■ Aim of the task
Retype the whole listing exactly.

[Data excerpts]

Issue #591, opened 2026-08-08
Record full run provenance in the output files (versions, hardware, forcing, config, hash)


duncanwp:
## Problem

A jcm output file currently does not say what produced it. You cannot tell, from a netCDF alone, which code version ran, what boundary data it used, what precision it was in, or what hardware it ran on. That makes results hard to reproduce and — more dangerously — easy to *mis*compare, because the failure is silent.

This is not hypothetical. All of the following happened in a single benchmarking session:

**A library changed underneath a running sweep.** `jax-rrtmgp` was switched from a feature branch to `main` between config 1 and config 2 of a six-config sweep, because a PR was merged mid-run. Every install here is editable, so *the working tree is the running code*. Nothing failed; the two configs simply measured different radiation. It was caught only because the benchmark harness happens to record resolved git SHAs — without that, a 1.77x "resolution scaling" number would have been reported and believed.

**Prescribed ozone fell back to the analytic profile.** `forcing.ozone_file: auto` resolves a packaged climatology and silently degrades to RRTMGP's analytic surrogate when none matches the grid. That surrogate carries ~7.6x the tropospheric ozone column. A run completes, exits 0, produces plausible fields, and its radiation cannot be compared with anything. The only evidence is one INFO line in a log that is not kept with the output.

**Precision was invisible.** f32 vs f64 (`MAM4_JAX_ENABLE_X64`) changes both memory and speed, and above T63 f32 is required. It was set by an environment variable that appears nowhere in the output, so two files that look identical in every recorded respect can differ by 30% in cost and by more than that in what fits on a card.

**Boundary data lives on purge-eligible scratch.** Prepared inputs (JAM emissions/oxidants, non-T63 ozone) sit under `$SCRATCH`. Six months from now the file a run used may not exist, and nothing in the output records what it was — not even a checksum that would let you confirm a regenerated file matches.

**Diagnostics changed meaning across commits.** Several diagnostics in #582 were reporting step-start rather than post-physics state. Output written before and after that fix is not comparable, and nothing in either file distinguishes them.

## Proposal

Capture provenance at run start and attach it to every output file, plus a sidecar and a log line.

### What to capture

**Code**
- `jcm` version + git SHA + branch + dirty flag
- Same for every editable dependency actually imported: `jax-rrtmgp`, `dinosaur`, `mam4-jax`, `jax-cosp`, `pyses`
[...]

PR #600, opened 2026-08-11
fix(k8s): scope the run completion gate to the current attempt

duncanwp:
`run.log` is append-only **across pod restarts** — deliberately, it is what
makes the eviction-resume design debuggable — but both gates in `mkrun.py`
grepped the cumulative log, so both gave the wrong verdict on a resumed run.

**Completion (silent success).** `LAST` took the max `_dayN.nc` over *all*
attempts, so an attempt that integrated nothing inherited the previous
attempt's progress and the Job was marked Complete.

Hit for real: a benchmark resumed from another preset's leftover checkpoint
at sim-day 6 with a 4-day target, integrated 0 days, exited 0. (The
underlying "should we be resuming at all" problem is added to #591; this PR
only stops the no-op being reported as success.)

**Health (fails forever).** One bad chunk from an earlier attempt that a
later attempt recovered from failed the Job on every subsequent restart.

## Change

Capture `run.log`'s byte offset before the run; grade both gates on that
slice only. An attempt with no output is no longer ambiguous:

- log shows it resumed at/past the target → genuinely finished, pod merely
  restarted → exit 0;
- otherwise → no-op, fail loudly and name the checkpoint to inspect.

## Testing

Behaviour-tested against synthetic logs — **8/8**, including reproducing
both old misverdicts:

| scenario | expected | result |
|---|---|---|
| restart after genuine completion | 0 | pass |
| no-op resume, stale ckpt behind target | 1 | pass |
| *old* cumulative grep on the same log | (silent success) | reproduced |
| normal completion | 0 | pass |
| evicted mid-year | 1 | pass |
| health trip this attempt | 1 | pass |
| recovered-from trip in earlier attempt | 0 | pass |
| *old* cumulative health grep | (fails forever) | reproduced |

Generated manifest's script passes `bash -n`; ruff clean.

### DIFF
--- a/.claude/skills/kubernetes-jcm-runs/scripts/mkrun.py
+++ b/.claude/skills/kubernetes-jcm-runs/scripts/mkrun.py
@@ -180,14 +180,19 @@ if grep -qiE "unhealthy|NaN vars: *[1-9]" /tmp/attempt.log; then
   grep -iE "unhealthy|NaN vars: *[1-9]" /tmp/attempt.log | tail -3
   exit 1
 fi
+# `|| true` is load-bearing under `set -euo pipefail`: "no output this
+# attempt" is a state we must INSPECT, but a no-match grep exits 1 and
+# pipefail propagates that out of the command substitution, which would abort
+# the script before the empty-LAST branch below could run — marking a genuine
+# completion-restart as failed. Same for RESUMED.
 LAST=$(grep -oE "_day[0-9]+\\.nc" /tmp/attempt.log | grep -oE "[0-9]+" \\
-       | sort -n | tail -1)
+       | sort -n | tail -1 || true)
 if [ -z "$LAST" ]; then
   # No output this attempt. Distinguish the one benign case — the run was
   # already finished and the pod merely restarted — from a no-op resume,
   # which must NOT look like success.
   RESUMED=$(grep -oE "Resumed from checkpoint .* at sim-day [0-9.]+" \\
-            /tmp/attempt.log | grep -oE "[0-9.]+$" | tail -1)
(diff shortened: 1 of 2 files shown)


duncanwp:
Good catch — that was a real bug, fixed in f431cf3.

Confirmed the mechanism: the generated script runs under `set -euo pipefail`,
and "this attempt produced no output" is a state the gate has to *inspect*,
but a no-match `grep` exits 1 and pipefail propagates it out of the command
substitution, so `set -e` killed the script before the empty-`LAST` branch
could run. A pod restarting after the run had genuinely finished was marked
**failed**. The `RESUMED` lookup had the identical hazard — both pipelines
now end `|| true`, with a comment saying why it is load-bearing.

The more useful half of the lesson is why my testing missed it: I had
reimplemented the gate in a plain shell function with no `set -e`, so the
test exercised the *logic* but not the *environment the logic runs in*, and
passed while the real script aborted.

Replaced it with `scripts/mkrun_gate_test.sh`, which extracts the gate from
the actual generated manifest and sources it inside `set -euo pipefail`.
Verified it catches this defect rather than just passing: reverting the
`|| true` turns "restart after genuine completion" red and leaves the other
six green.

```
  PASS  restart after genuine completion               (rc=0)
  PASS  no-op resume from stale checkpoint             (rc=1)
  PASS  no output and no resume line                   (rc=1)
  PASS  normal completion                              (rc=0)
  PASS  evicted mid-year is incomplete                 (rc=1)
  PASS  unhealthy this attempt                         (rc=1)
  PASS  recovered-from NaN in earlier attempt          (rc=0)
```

[/Data excerpts]

■ Result of this exercise
Issue #591, opened 2026-08-08
Record full run provenance in the output files (versions, hardware, forcing, config, hash)


duncanwp:
## Problem

A jcm output file currently does not say what produced it. You cannot tell, from a netCDF alone, which code version ran, what boundary data it used, what precision it was in, or what hardware it ran on. That makes results hard to reproduce and — more dangerously — easy to *mis*compare, because the failure is silent.

This is not hypothetical. All of the following happened in a single benchmarking session:

**A library changed underneath a running sweep.** `jax-rrtmgp` was switched from a feature branch to `main` between config 1 and config 2 of a six-config sweep, because a PR was merged mid-run. Every install here is editable, so *the working tree is the running code*. Nothing failed; the two configs simply measured different radiation. It was caught only because the benchmark harness happens to record resolved git SHAs — without that, a 1.77x "resolution scaling" number would have been reported and believed.

**Prescribed ozone fell back to the analytic profile.** `forcing.ozone_file: auto` resolves a packaged climatology and silently degrades to RRTMGP's analytic surrogate when none matches the grid. That surrogate carries ~7.6x the tropospheric ozone column. A run completes, exits 0, produces plausible fields, and its radiation cannot be compared with anything. The only evidence is one INFO line in a log that is not kept with the output.

**Precision was invisible.** f32 vs f64 (`MAM4_JAX_ENABLE_X64`) changes both memory and speed, and above T63 f32 is required. It was set by an environment variable that appears nowhere in the output, so two files that look identical in every recorded respect can differ by 30% in cost and by more than that in what fits on a card.

**Boundary data lives on purge-eligible scratch.** Prepared inputs (JAM emissions/oxidants, non-T63 ozone) sit under `$SCRATCH`. Six months from now the file a run used may not exist, and nothing in the output records what it was — not even a checksum that would let you confirm a regenerated file matches.

**Diagnostics changed meaning across commits.** Several diagnostics in #582 were reporting step-start rather than post-physics state. Output written before and after that fix is not comparable, and nothing in either file distinguishes them.

## Proposal

Capture provenance at run start and attach it to every output file, plus a sidecar and a log line.

### What to capture

**Code**
- `jcm` version + git SHA + branch + dirty flag
- Same for every editable dependency actually imported: `jax-rrtmgp`, `dinosaur`, `mam4-jax`, `jax-cosp`, `pyses`
[...]

PR #600, opened 2026-08-11
fix(k8s): scope the run completion gate to the current attempt

duncanwp:
`run.log` is append-only **across pod restarts** — deliberately, it is what
makes the eviction-resume design debuggable — but both gates in `mkrun.py`
grepped the cumulative log, so both gave the wrong verdict on a resumed run.

**Completion (silent success).** `LAST` took the max `_dayN.nc` over *all*
attempts, so an attempt that integrated nothing inherited the previous
attempt's progress and the Job was marked Complete.

Hit for real: a benchmark resumed from another preset's leftover checkpoint
at sim-day 6 with a 4-day target, integrated 0 days, exited 0. (The
underlying "should we be resuming at all" problem is added to #591; this PR
only stops the no-op being reported as success.)

**Health (fails forever).** One bad chunk from an earlier attempt that a
later attempt recovered from failed the Job on every subsequent restart.

## Change

Capture `run.log`'s byte offset before the run; grade both gates on that
slice only. An attempt with no output is no longer ambiguous:

- log shows it resumed at/past the target → genuinely finished, pod merely
  restarted → exit 0;
- otherwise → no-op, fail loudly and name the checkpoint to inspect.

## Testing

Behaviour-tested against synthetic logs — **8/8**, including reproducing
both old misverdicts:

| scenario | expected | result |
|---|---|---|
| restart after genuine completion | 0 | pass |
| no-op resume, stale ckpt behind target | 1 | pass |
| *old* cumulative grep on the same log | (silent success) | reproduced |
| normal completion | 0 | pass |
| evicted mid-year | 1 | pass |
| health trip this attempt | 1 | pass |
| recovered-from trip in earlier attempt | 0 | pass |
| *old* cumulative health grep | (fails forever) | reproduced |

Generated manifest's script passes `bash -n`; ruff clean.

### DIFF
--- a/.claude/skills/kubernetes-jcm-runs/scripts/mkrun.py
+++ b/.claude/skills/kubernetes-jcm-runs/scripts/mkrun.py
@@ -180,14 +180,19 @@ if grep -qiE "unhealthy|NaN vars: *[1-9]" /tmp/attempt.log; then
   grep -iE "unhealthy|NaN vars: *[1-9]" /tmp/attempt.log | tail -3
   exit 1
 fi
+# `|| true` is load-bearing under `set -euo pipefail`: "no output this
+# attempt" is a state we must INSPECT, but a no-match grep exits 1 and
+# pipefail propagates that out of the command substitution, which would abort
+# the script before the empty-LAST branch below could run — marking a genuine
+# completion-restart as failed. Same for RESUMED.
 LAST=$(grep -oE "_day[0-9]+\\.nc" /tmp/attempt.log | grep -oE "[0-9]+" \\
-       | sort -n | tail -1)
+       | sort -n | tail -1 || true)
 if [ -z "$LAST" ]; then
   # No output this attempt. Distinguish the one benign case — the run was
   # already finished and the pod merely restarted — from a no-op resume,
   # which must NOT look like success.
   RESUMED=$(grep -oE "Resumed from checkpoint .* at sim-day [0-9.]+" \\
-            /tmp/attempt.log | grep -oE "[0-9.]+$" | tail -1)
(diff shortened: 1 of 2 files shown)


duncanwp:
Good catch — that was a real bug, fixed in f431cf3.

Confirmed the mechanism: the generated script runs under `set -euo pipefail`,
and "this attempt produced no output" is a state the gate has to *inspect*,
but a no-match `grep` exits 1 and pipefail propagates it out of the command
substitution, so `set -e` killed the script before the empty-`LAST` branch
could run. A pod restarting after the run had genuinely finished was marked
**failed**. The `RESUMED` lookup had the identical hazard — both pipelines
now end `|| true`, with a comment saying why it is load-bearing.

The more useful half of the lesson is why my testing missed it: I had
reimplemented the gate in a plain shell function with no `set -e`, so the
test exercised the *logic* but not the *environment the logic runs in*, and
passed while the real script aborted.

Replaced it with `scripts/mkrun_gate_test.sh`, which extracts the gate from
the actual generated manifest and sources it inside `set -euo pipefail`.
Verified it catches this defect rather than just passing: reverting the
`|| true` turns "restart after genuine completion" red and leaves the other
six green.

```
  PASS  restart after genuine completion               (rc=0)
  PASS  no-op resume from stale checkpoint             (rc=1)
  PASS  no output and no resume line                   (rc=1)
  PASS  normal completion                              (rc=0)
  PASS  evicted mid-year is incomplete                 (rc=1)
  PASS  unhealthy this attempt                         (rc=1)
  PASS  recovered-from NaN in earlier attempt          (rc=0)
```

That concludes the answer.